Go through the data line by line and count the lines that hold "option". Reply with the total only.

Information provided:
────

Issue #6039, opened 2025-10-28
Failing tests in `integration.manual[migrating]` module


ajaychandran:
The following tests are failing due to a mismatch in [tooling compatibility](https://docs.scala-lang.org/overviews/jdk-compatibility/overview.html#tooling-compatibility-table):
- `MillInitSbtScalaLoggingTests`
- `MillInitSbtScoptTests`

The issue can be fixed by using ~~a Java home based on the SBT version used in the project~~ the system JDK to run the `sbt` shell.

`MillInitSbtScalaPBTests` is also failing. The underlying issue here is that a build file is generated for an invalid path.
The project uses `sbt-projectmatrix` plugin that is not supported by the conversion. It is preferable to fail fast in this case, instead of generating incorrect build files.

lefou:
@ajaychandran How can we tell the sbt importer to use a specific JVM ID?

ajaychandran:
> @ajaychandran How can we tell the sbt importer to use a specific JVM ID?

By passing the `-java-home` command line option to `sbt`.
For real world usage, the best option is using the system JDK. We already do this for the Gradle conversion where `gradle-jvm-id` option defaults to `system` and is overridden in tests.

PR #6046, opened 2025-10-29
Fixed manual integration tests for `./mill init` (#6039)

ajaychandran:
Added `--sbt-jvm-id` in `SbtBuildGenMain` to prevent errors due to JDK incompatibility.
Also, updated `MillInitTestSuite` and `MillInitSbtScalaPBTests` to handle `init` failure.

### DIFF
--- a/integration/manual/migrating/src/MillInitSbtScalaLoggingTests.scala
+++ b/integration/manual/migrating/src/MillInitSbtScalaLoggingTests.scala
@@ -5,9 +5,12 @@ import utest.*
 object MillInitSbtScalaLoggingTests extends MillInitTestSuite {
   def tests = Tests {
     test - checkImport(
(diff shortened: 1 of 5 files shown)


ajaychandran:
Note that post `init` failures occur in `MillInitSbtScalaLoggingTests` and `MillInitSbtScoptTests` due to a mismatch in JDK-Scala [compatibility](https://docs.scala-lang.org/overviews/jdk-compatibility/overview.html#scala-compatibility-table).
Both projects use JDK 21, the Mill default, since no `jvmId` is configured at the module level.
```scala
// excerpt from MillInitSbtScalaLoggingTests
passingTasks = Seq("[2.11.12].compile"),
failingTasks = Seq("[2.12.15].compile", "[2.13.8].compile", "[3.1.2].compile")
```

────

Answer for this exercise: 2